— Task prompt —
The answer must be every line of the records in which the string "query" appears.

*** Opening Records shown ***

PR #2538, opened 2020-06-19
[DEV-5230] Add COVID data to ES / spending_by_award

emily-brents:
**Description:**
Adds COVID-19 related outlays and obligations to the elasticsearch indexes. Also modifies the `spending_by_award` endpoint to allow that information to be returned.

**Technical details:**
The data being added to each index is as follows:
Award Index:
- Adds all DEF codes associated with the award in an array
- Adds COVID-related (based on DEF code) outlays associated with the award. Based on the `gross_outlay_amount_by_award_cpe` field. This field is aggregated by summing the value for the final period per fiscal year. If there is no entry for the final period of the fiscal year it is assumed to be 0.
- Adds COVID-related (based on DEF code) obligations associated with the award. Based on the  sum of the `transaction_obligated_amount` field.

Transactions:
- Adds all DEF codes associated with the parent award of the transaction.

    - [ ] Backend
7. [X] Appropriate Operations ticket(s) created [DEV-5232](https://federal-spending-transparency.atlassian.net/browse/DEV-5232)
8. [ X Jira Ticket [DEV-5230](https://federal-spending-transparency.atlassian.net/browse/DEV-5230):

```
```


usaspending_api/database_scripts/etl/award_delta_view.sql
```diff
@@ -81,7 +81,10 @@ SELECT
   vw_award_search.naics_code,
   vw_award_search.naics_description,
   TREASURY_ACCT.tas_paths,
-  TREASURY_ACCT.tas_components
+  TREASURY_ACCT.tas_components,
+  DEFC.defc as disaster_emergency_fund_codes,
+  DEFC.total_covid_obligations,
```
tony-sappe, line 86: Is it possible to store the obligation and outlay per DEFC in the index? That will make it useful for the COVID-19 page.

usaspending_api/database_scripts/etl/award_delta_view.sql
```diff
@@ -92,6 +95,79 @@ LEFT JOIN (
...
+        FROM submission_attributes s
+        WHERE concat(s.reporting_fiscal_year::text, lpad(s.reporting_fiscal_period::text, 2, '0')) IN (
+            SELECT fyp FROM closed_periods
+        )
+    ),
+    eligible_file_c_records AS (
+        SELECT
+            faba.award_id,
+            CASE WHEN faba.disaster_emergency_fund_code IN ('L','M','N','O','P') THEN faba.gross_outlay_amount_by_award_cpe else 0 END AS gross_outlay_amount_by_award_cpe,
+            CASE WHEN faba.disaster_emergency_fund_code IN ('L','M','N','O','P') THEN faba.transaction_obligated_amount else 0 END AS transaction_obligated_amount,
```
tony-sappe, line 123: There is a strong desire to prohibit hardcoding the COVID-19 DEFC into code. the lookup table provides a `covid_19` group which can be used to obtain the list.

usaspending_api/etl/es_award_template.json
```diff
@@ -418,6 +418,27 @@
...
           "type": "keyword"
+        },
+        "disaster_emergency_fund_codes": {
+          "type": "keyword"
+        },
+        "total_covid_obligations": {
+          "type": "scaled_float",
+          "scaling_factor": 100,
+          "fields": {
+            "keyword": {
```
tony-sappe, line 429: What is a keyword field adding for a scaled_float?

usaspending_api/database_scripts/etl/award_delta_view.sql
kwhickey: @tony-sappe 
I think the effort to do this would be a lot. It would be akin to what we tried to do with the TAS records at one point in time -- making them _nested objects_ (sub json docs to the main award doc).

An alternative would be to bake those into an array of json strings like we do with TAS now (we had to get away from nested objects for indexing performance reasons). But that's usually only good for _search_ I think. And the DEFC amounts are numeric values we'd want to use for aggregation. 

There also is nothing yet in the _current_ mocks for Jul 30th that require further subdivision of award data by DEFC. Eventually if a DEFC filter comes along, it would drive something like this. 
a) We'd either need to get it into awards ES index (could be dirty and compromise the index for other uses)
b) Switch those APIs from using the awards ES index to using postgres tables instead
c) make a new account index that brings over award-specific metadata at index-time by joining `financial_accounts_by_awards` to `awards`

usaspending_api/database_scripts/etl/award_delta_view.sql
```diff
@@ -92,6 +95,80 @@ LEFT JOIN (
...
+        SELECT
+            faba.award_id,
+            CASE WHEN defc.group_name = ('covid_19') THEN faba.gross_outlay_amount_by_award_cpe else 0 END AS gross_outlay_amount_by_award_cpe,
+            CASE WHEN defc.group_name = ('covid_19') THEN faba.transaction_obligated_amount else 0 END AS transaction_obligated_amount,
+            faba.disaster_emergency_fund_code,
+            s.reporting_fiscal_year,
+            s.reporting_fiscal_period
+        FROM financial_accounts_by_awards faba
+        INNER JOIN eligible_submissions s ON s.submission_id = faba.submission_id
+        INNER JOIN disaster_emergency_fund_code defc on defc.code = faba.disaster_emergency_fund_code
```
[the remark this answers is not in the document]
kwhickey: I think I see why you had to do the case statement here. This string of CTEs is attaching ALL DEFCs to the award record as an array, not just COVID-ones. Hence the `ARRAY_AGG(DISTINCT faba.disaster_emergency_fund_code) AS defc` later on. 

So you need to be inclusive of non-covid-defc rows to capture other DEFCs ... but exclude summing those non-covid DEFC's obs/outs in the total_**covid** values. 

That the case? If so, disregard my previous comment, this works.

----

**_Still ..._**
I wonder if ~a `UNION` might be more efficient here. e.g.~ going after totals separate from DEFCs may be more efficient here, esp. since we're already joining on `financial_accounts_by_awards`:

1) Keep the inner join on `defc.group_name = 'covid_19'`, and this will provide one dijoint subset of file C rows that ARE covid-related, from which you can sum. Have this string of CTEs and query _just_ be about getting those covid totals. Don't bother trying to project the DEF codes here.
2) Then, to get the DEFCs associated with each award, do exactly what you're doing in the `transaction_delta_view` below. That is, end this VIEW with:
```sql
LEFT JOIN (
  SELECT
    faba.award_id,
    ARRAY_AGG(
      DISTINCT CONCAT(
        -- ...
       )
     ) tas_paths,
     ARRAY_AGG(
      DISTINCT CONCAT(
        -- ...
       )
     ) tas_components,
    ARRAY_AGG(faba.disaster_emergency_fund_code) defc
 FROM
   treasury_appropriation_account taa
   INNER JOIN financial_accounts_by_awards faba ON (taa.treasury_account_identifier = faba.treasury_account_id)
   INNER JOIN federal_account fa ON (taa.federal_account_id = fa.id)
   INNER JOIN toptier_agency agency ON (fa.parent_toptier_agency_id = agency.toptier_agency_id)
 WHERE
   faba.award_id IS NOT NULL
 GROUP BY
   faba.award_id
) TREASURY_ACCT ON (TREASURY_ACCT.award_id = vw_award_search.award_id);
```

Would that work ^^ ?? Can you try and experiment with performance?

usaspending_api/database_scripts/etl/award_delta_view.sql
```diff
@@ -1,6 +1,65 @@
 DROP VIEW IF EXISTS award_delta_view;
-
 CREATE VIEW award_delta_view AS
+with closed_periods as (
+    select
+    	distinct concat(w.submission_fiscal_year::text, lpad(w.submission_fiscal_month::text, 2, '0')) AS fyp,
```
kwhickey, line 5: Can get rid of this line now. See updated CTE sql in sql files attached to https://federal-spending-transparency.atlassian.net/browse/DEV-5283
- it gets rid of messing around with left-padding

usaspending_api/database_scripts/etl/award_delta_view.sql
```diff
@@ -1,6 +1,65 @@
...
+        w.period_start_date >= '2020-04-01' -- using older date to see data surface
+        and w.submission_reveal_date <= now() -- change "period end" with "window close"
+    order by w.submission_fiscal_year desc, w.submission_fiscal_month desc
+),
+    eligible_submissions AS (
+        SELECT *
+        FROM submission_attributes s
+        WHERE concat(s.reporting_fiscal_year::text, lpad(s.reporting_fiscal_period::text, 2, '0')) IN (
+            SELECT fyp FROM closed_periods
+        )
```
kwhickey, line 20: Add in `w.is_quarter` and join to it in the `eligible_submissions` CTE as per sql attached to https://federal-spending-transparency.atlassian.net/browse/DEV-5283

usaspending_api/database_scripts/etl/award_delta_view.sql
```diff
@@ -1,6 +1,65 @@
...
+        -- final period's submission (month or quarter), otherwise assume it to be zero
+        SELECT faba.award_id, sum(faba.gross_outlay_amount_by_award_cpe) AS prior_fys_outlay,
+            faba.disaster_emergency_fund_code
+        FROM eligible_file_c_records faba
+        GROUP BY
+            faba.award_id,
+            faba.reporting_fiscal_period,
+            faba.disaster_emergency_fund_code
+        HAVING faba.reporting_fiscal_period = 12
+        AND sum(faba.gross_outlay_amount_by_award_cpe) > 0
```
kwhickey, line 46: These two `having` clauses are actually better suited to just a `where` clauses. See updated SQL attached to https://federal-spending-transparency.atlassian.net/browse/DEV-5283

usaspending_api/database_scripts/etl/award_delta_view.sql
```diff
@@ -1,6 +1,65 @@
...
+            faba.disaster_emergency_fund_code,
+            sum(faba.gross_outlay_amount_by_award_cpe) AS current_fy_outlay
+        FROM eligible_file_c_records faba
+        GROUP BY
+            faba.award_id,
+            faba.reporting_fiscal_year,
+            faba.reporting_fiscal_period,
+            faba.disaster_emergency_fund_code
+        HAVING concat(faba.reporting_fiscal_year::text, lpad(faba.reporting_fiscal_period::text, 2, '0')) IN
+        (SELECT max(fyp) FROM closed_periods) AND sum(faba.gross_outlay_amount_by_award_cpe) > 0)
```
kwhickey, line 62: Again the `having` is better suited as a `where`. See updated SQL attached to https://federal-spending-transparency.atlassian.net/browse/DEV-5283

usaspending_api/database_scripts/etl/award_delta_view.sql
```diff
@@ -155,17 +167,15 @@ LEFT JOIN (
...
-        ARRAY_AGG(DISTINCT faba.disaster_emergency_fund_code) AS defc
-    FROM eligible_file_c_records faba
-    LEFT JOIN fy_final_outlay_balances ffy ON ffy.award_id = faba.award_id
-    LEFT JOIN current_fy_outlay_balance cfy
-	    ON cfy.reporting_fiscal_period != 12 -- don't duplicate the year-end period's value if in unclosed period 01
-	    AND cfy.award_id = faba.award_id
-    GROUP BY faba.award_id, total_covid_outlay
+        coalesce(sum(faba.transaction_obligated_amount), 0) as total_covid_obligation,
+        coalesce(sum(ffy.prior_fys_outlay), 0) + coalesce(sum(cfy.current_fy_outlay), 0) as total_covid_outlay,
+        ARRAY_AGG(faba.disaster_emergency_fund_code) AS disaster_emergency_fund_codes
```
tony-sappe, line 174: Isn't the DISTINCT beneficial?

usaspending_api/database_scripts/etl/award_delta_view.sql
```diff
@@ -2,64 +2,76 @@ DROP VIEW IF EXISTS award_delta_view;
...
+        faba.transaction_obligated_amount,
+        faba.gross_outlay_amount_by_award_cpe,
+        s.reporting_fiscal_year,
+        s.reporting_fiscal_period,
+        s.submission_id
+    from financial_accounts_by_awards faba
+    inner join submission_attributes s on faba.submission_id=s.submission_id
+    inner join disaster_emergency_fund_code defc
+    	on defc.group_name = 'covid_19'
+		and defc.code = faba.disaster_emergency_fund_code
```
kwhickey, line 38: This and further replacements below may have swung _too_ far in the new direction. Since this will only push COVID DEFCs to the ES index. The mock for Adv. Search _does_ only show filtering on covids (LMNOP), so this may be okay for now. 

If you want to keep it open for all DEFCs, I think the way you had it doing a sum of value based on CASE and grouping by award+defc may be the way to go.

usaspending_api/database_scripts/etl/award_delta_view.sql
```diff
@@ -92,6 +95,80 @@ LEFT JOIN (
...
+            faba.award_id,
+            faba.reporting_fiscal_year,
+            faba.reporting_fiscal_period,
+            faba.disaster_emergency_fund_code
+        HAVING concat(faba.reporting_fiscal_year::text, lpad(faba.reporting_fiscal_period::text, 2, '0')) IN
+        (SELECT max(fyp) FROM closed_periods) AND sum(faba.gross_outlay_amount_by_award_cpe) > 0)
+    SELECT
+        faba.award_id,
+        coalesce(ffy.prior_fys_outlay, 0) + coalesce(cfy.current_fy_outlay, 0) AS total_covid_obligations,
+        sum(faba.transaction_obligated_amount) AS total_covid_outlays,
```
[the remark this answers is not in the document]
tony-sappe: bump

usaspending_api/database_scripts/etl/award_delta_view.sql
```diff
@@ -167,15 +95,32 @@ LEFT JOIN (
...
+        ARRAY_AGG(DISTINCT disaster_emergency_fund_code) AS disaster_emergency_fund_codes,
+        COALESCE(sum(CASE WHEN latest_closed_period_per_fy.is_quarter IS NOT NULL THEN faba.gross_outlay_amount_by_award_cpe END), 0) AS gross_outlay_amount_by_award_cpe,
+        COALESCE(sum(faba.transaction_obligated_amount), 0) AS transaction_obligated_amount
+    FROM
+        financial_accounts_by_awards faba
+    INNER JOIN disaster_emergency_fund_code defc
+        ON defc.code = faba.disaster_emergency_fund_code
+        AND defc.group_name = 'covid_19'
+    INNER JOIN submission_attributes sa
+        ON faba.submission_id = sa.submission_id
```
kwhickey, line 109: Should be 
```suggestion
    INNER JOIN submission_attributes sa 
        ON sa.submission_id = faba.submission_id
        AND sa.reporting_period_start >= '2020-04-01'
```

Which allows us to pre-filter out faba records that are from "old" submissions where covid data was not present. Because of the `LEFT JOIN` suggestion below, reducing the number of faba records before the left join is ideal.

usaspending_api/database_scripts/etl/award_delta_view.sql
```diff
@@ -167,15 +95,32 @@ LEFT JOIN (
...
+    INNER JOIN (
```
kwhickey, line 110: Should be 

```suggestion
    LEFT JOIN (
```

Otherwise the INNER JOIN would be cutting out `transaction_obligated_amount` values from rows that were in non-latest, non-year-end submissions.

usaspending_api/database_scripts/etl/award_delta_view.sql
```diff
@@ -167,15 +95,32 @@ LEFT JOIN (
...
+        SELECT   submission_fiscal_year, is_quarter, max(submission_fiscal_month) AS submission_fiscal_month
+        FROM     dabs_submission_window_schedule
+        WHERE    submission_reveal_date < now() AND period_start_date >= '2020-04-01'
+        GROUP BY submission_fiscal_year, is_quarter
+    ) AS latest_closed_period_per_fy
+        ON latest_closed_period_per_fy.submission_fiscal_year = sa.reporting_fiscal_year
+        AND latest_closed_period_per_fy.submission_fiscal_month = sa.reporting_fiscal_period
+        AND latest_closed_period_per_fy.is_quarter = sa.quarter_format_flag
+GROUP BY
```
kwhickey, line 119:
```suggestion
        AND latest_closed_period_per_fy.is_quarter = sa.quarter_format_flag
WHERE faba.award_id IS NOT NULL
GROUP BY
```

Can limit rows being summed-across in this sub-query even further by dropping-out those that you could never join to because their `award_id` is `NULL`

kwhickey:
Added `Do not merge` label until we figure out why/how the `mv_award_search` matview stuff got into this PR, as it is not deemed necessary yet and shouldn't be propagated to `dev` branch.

*** Closing Records shown ***

— Reply to the task —
1) Keep the inner join on `defc.group_name = 'covid_19'`, and this will provide one dijoint subset of file C rows that ARE covid-related, from which you can sum. Have this string of CTEs and query _just_ be about getting those covid totals. Don't bother trying to project the DEF codes here.
Can limit rows being summed-across in this sub-query even further by dropping-out those that you could never join to because their `award_id` is `NULL`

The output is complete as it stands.